■ **What is being asked**: For these records, count the lines containing the word "class" and respond with the number alone.

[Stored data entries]
────────

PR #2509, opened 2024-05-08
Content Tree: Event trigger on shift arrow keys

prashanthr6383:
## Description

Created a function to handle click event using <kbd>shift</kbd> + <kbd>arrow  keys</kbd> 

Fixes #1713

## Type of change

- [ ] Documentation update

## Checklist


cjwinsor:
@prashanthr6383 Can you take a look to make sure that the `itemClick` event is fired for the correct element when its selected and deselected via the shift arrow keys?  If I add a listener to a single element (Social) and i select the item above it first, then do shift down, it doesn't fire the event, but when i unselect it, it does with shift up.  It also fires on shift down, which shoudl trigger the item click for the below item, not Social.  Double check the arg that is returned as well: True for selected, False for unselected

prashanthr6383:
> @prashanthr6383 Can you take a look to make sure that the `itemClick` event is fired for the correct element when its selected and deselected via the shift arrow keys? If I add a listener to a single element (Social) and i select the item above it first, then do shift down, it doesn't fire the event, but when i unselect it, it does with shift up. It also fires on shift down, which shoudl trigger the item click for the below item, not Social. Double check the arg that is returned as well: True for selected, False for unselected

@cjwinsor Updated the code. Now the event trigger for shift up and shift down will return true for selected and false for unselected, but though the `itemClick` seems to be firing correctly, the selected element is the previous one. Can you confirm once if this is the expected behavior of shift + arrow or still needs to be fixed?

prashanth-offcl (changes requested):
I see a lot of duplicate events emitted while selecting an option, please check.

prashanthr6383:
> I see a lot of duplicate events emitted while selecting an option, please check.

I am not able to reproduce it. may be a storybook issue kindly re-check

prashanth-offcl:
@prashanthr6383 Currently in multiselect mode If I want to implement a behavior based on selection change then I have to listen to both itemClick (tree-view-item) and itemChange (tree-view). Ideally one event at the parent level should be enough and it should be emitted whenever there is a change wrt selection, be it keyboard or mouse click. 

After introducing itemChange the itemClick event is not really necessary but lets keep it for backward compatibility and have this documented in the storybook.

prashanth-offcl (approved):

────────

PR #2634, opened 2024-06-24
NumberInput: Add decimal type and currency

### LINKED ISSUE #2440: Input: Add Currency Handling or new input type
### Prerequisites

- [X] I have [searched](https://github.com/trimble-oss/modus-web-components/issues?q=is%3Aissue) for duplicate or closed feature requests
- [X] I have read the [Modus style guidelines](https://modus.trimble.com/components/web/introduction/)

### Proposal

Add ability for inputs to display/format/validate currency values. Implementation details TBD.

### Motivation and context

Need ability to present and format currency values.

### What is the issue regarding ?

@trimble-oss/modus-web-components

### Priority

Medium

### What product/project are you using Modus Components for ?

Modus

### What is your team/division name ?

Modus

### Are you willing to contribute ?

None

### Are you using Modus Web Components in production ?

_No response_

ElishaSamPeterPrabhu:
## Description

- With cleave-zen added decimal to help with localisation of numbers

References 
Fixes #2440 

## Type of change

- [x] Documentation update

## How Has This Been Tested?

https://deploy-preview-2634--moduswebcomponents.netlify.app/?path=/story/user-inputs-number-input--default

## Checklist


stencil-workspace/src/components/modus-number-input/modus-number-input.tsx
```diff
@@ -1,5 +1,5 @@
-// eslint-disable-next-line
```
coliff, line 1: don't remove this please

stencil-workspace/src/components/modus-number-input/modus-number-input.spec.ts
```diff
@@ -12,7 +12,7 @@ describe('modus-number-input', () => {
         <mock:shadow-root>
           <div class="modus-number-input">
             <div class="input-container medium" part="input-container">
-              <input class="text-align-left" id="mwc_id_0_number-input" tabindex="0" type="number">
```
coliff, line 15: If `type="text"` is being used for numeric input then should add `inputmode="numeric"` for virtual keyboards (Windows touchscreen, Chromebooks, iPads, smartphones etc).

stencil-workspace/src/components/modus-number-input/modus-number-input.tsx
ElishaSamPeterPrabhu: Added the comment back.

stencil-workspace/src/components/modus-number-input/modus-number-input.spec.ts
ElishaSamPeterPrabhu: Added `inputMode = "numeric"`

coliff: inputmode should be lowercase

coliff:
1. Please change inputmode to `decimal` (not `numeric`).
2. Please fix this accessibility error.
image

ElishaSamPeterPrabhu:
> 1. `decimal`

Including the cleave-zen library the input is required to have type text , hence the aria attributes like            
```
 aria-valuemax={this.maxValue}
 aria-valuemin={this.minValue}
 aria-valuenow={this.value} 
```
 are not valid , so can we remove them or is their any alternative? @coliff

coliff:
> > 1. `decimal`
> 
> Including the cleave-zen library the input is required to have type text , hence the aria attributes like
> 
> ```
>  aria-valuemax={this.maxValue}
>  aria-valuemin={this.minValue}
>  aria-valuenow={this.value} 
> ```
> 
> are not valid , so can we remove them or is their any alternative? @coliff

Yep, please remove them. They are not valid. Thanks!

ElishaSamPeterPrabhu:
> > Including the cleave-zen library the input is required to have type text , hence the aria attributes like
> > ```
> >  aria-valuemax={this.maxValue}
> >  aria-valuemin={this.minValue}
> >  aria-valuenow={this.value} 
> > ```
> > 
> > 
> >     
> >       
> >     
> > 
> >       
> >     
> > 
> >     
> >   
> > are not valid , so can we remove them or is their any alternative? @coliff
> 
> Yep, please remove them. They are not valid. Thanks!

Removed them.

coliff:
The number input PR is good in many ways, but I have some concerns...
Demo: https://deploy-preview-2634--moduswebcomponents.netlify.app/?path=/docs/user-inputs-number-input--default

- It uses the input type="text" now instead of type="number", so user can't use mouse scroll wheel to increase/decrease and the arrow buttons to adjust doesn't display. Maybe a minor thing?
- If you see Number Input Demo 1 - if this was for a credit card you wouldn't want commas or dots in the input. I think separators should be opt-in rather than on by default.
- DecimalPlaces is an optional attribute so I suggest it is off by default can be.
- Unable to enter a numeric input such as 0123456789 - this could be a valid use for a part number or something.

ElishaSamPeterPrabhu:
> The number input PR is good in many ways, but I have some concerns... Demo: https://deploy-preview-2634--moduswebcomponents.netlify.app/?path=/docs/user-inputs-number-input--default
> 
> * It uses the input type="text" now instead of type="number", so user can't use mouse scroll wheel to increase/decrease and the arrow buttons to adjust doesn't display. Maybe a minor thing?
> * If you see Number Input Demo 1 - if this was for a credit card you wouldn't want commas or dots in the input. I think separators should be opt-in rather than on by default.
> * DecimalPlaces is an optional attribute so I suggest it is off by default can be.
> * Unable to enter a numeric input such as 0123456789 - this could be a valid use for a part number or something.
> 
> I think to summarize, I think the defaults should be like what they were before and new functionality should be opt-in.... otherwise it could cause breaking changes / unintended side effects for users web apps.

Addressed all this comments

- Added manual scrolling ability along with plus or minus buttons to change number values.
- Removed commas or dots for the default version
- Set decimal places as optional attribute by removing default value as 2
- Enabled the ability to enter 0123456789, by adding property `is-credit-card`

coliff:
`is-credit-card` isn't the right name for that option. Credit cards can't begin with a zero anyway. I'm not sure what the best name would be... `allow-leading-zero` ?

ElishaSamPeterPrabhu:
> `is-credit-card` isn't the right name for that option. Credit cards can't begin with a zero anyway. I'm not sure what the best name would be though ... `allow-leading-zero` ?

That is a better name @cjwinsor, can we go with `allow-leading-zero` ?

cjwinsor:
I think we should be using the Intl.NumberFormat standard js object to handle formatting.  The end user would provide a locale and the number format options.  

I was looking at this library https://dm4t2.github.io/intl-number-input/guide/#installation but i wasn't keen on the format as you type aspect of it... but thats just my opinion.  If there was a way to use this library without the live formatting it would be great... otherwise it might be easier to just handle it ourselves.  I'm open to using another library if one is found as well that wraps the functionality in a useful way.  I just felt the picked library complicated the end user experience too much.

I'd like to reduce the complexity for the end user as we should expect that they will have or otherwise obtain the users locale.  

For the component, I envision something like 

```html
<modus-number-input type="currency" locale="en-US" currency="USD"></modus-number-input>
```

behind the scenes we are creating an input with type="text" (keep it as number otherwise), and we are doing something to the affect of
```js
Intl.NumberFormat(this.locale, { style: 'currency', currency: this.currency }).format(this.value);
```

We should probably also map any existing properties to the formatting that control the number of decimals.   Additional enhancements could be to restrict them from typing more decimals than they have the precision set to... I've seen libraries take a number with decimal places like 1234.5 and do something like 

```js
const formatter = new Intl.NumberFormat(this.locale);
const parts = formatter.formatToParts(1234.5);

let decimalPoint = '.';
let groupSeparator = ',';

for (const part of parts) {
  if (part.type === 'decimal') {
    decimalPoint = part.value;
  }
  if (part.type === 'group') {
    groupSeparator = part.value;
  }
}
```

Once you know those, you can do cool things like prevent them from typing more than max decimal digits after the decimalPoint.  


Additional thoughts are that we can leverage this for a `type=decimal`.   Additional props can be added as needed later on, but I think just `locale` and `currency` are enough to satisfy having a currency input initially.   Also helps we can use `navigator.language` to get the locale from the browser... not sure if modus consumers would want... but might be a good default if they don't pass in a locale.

────────

■ **Written response**: 3